Ma c’è dell’altro che la Cina sta operando silenziosamente in questi giorni. Primo, la firma per una nuova concessione petrolifera in Medio Oriente, questa volta con la Adnoc, l’autorità petrolifera nazionale di Abu Dhabi, mossa che sta ampliando il principio di influenza e penetrazione di Pechino nell’area a colpi di miliardi cash, in un contesto che vede i Paesi produttori di greggio costretti a combattere con breakevens fiscali sempre più risicati.

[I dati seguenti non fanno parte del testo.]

PR #4345, opened 2020-02-18
[ONNX] Change constants' target shape to scalar shape

Ewa21:


src/ngraph/frontend/onnx_import/op/leaky_relu.cpp
```diff
@@ -39,10 +39,10 @@ namespace ngraph
                         << " alpha value should be in range (0,1)";
 
                     std::shared_ptr<ngraph::Node> alpha_node =
-                        std::make_shared<default_opset::Constant>(data->get_element_type(),
-                                                                  data->get_shape(),
-                                                                  std::vector<double>{alpha});
-                    return {std::make_shared<default_opset::Maximum>(data * alpha_node, data)};
+                        std::make_shared<default_opset::Constant>(
+                            data->get_element_type(), Shape{}, std::vector<double>{alpha});
```
tomdol: Can you try removing the explicit `std::vector<...>` instances in the whole PR and change them to `{...}` instead? It's not critical but I don't see any reason to keep explicit constructors and since those files are modified already - we could clean this up.

tomdol: Just to make it clear, I suggest changing `std::vector<double>{alpha}` to `{alpha}` in this particular line.

Ewa21: Done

Secondo e maggiormente interessante per l’Europa, il fatto che la scorsa settimana la Cina abbia inviato sei droni militari in Serbia, ennesimo e drastico segnale di rottura imminente nel braccio di ferro fra il presidente Aleksandar Vucic e la Nato, dopo l’annuncio di Belgrado di interesse per l’acquisto di batterie anti-missile S-400 dalla Russia. Per la prima volta, la Cina mette militarmente il naso nei Balcani, quindi, arrivando di fatto ai confini estremi d’Europa con la sua tecnologia bellica. E come fa notare Bloomberg, il Presidente serbo ha fatto in modo che l’arrivo dei sei droni avesse la massima eco mediatica, tanto da organizzare una trionfale photo opportunity che ha non poco fatto drizzare le antenne al quartier generale atlantico di Bruxelles. Nonostante la crisi da pandemia abbia rallentato i programmi operativi della Nuova Via della Seta, Pechino ha comunque fatto shopping – diretto o indiretto, ovvero finanziando munificamente governi in crisi strutturale di cassa – di assets strategici come porti, utilities energetiche e aziende di robotica fra il Mediterraneo e il Mar Baltico. In una parola, espansionismo. Ora, poi, l’ipotesi di un Qe in piena regola.
Terzo, come mostra il grafico, su diretta richiesta del Cremlino e con interessata benevolenza in merito da parte di Pechino, la Cina starebbe pagando le esportazioni russe che riceve sempre più in euro rispetto al benchmark del biglietto verde, una chiara indicazione strategica di de-dollarizzazione delle due economie che creano di fatto l’asse portante dell’equilibrio globale alternativo a quello atlantico a guida statunitense.
Attenzione al silenzio cinese, perché spesso è foriero di vera tempesta più del coreografico frastuono di tuoni e fulmini premonitori che solitamente caratterizza le mosse Usa. L’Europa, come al solito, pare assorta in altro. Tranne la Germania, Presidente di turno, la cui reazione pavloviana ed estremamente negativa all’annuncio russo del vaccino anti-Covid tradisce tensione interna sulla collocazione di politica estera. E il timore che la October surprise da molti prevista come evento catalizzante prima del voto presidenziale Usa del 3 novembre abbia proprio l’Europa – e soprattutto Berlino, con la sua lettera scarlatta legata a Nord Stream 2 – come obiettivo e protagonista.